This is a weird property. We have a set - the counting numbers - which is the same size as one of its own proper subsets, the even numbers2. In finite sets, a proper subset is always smaller than the original set.
Footnote
A set A has a subset, B, if every element of B is also an element of A. Since by this definition, every set is a subset of itself, we also define a proper subset.
A set A has a proper subset B if every element of B is also an element of A but every element of A is not an element of B.
So for the set { 1 , 89 , 1234 }, both:
{ 1 , 89 , 1234 }
... and ...
{ 89 , 1234 }
... are subsets. But:
{ 89 , 1234 }
... is a proper subset.
The other proper subsets for { 1 , 89 , 1234 } are { 1 }, { 89 }, { 1234 }, { 1 , 89 }, { 1 , 1234 }, and the empty set { } (also represented as ∅.
Another weird property is that if you combine a countably infinite set with another countably infinite set, the new set is also countably infinite. So both sets are the same size.
We see this if we consider the set of integers.
The set of integers is simply the counting numbers (ergo, 1, 2, 3, etc.) grouped with their negatives (-1, -2, -3, ...) and zero. You'd think there would be more integers than counting numbers.
But you can prove the number of integers is the same as the counting numbers simply by setting up the following one-to-one correspondence.
| 1 | → | 0 |
| 2 | → | -1 |
| 3 | → | 1 |
| 4 | → | -2 |
| 5 | → | 2 |
| 6 | → | -3 |
| 7 | → | 3 |
| ⋮ |
You can write this correspondence as an actual formula:
f(n) = (-1)(n+1)n/2 - [(1 - (-1)(n)])/4
... where if you plot each counting number, n, against f(n) you get the one-to-one correspondence of the counting numbers to the integers we show above.
Try this formula. Like the commercials say, it really, really works.

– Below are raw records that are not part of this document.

PR #731, opened 2025-05-20
Added selectable printers

### LINKED ISSUE #375: Speed up printer page
The now used lpstat can be a bit slow, and we call it many times. Try to optimise it.

Copy of https://github.com/luksan47/mars/issues/120

### LINKED ISSUE #376: Make "flip on short edge" an option when printing
Copy of https://github.com/luksan47/mars/issues/125

### LINKED ISSUE #689: Printing from `DocumentController` is broken

horcsinbalint:
The changes allow us to have multiple printers and select the destination on the web interface.
It has been implemented in a way that seperate PrinterOptions can be created for setting different valid settings for printing (like single / double sided printing).
It also gives enormous flexibility for system administrators as it no longer needs additional code in mars to allow new methods of printing (like flip on short edge option is simply just a new configuration with a different flags given to lp). Some combinations (borderless, colored, duplex) are incompatible, developing these rules would be extremely difficult and depends on the currently available machines so I think listing all available options is the best way of making sure that all available options are supported.
Sometimes we already needed to disable double-sided printing temporarily. This PR also offers a clean solution for it.
Additionally, it fixes #376, #689

Calling `lpstat` every time the printing page is loaded is extremely time consuming and not even that useful. Moving it to its own seperate job that runs every 30 seconds.
Therefore fixes #375


resources/lang/en/document.php
```diff
@@ -0,0 +1,14 @@
+<?php
+
+return [
+    'departure-statement' => 'Departure statement',
+    'download' => 'Download',
+    'fill' => 'Fill',
+    'import' => 'Import license',
+    'printing_first' => 'You can print documents here, and the cost will be deducted from your printing account (printing configuration: :printing_conf_name_eng, your balance: HUF :current_balance). If you want to use different settings (e.g., use free printing credits or print multiple copies), download the document and upload it on the ',
+    'printing_second' => 'printing page',
+    'printing_third' => '.',
```
BertalanD: nit: this doesn't look ideal for maintainability, etc. How about just including the `a` tag in the string, and then  passing the URL as a variable to `__`?

resources/views/dormitory/print/print.blade.php
```diff
@@ -28,48 +27,67 @@
...
+            </form>
+        @endforeach
         <form class="form-horizontal" role="form" method="POST" action="{{ route('print.print-job.store') }}" enctype="multipart/form-data">
             @csrf
+            @foreach($printers as $index => $printer)
+                <div class="row">
+                    <label style="padding-left: 25px; margin: 5px">
+                        <input type="radio" name="printer" value="{{ $printer->id }}"
+                            {{ $index === 0 ? 'checked' : '' }} {-- Default selection --}
+                        >
```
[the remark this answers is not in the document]
BertalanD: this looks relevant

resources/lang/en/document.php
horcsinbalint: I also wondered how it could be done. But I didn't want to add the `<a>` inside the language file as `:printing_conf_name_eng` is loaded from the database which could potentially be a step during an XSS attack, that's why I put it inside `{{}}` for sanitization (and that would also destroy the `<a>` tag). We could probably use `@Markdown` in the blade to allow formatted text. I will make a commit for it in a bit.

BertalanD:
Last nit question, otherwise LGTM: why was the change to the button component necessary?

Before:
image

After:
image

In other cases where there are multiple buttons on one card, they aren't stretched to the full width:
image

horcsinbalint:
> Last nit question, otherwise LGTM: why was the change to the button component necessary?

On some places the buttons were misaligned without this change.

Issue #701, opened 2025-02-03
Wrong CTSzK reference in end-of-semester form


horcsinbalint:

horcsinbalint:
Fixed via #736

Issue #698, opened 2025-02-01
General assembly attendance is misleading in semester evaluation form


horcsinbalint:
![Image](https://github.com/user-attachments/assets/9ab14cf2-af82-4ba1-8dac-58e01d3fa427)
It is shown that the user has attended if they were excused but were not present. It is a bit misleading

horcsinbalint:
Fixed via #736

PR #736, opened 2025-06-06
Fix semester evaluation form

horcsinbalint:
There have been some issues with CTSzK references (#701) and misleading text regarding general assembly attendance (#698). This commit should fix this.

Another issue was that the delete button did not work for anonymous questions. It should be fixed now.


kamillacziraki:
All the changes in the texts look good to me, although it seems that in one place, the CTSzK reference stayed the same wrong one (7. § instead of 8. §). It is where the consequences for not having the 4.25 GPA are described; the text was changed, but the reference stayed the same (line 12 of the resources/views/secretariat/evaluation-form/avg.blade.php).

horcsinbalint:
> All the changes in the texts look good to me, although it seems that in one place, the CTSzK reference stayed the same wrong one (7. § instead of 8. §). It is where the consequences for not having the 4.25 GPA are described; the text was changed, but the reference stayed the same (line 12 of the resources/views/secretariat/evaluation-form/avg.blade.php).

Thanks for catching it.

PR #744, opened 2025-07-09
Fix Alfonso tests for the spring semester

BertalanD:
The function that checks whether a user has been admitted as a bachelor student assumes that admittance semesters are autumn semesters. This is a fine thing to do in my opinion, but the tests didn't account for that and therefore were broken when we ran them in the spring.

This resolves the two unit test failures on CI.

Fixes #629


horcsinbalint (approved):
I was wondering why the CI was failing for the last couple of months.
Good catch, thanks for checking it.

And finally - although it's a little more complex and strange - George showed that the fractions - the rational numbers - are also countably infinite3.
Footnote
At this point, we have to admit that although we have shown the formulas for the one to one correspondence of counting numbers and the other sets, we have not actually proven the formulas are correct. This would require a process called mathematical induction. It can be a bit tricky but not so tricky that the average person can't understand it. For a Most Merry and Illustrated Essay with an introduction to induction click here.
Things were certainly getting very strange.
George Figures It Out
What stamped George as a great mathematician is he didn't worry about the strange results (although some of his colleagues did). Since the weird conclusions came from proper reasoning, he just accepted them.

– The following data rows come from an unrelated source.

Issue #742, opened 2025-07-07
Prepare for this year's applications


horcsinbalint:
- [x] Rename tabs
- [x] Better description texts:
   - [x] Allow MD (?)
- [x] Allow saving when only parts of the data is filled
  - [x] only check if these are present during finalization
- [x] Blur / disable pictures by default
- [x] Allow opening / finalizing applications by sysadmins, allow edits by sysadmins
  - [x] Sysadmins should be able to view profile pages of unverified users
- [x] Different document types (like érettségi bizonyítvány, besorolási határozat, etc.)
- [ ] Suggest logging in on `/register` if an account exists
- [x] Add opt out for publishing names on the website (+ codeword field)

PR #752, opened 2025-07-23
Distinguish different document types for applications

BertalanD:
- Introduce a type enum in the files table
- Add a dedicated section in the UI for each required document type
- Add validation rules that check if each required document type was
  provided

The description texts in the UI can be changed via the configurable
texts framework without re-deploying the code.

Work towards #742

Sorry for the painful Hunglish, but I'm not going to try to translate the official document type names to English.

### DIFF
--- a/app/Http/Controllers/Secretariat/UserController.php
+++ b/app/Http/Controllers/Secretariat/UserController.php
@@ -69,7 +69,7 @@ class UserController extends Controller
             $old_profile->update(['path' => $path]);
             Storage::delete($old_profile->path);
         } else {
-            $user->profilePicture()->create(['path' => $path, 'name' => 'profile_picture']);
+            $user->profilePicture()->create(['path' => $path, 'type' => 'profile_picture']);
         }
         return redirect()->back()->with('message', __('general.successful_modification'));
     }
--- a/app/Models/Application.php
+++ b/app/Models/Application.php
@@ -3,6 +3,7 @@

But some things had to be clarified. George realized that saying countable infinite sets were the same size was not precise. Instead of talking about the size of a set, George spoke about a set's cardinality.
There was, though, no actual number for the "cardinality" of a countably infinite set. The usual symbol for infinity, ∞, was too vague. So George decided to borrow the Hebrew letter aleph, ℵ, and he called the countable infinity cardinality, ℵ0, or aleph-null.
Why did George add the zero subscript? Well, he began to think that a countable infinity was the tip of an infinite iceberg. And that's when he came up with the diagonal argument.
The PROOF
George's diagonal proof, we should mention, is an indirect proof. That is, you:
 |
Assume the opposite of what you want to prove. |
|
Start to reason until you come to a statement we know is FALSE. |
|
Then we know (so the logicians tell us) the opposite of what we tried to prove is incorrect. |
|
So what we wanted to prove in the first place is true, after all!4 |
Footnote
The proof that indirect proofs are valid is quite simple using symbolic logic.
Suppose you're trying to prove a statement S. Then you first assume ¬S.
Next you assume that ¬S implies a CONTRADICTION, A ∧ ¬-A.
This is written symbolically as:
¬S → A ∧ ¬A
Using the rules of symbolic logic we find:
¬S → A ∧ ¬A
¬(¬S) ∨ (A ∧ ¬A)
¬¬S ∨ (A ∧ ¬A)
S ∨ (A ∧ ¬A)
Since a contradiction, A ∧ ¬A, is always FALSE, we now have:
S ∨ FALSE
Since TRUTH of:
¬S → A ∧ ¬A
... is assumed to be TRUE, then:
S ∨ FALSE
... is likewise TRUE.
So that S is TRUE follows immediately.
We'll see that this is what George did. And in doing so he invented the diagonal argument.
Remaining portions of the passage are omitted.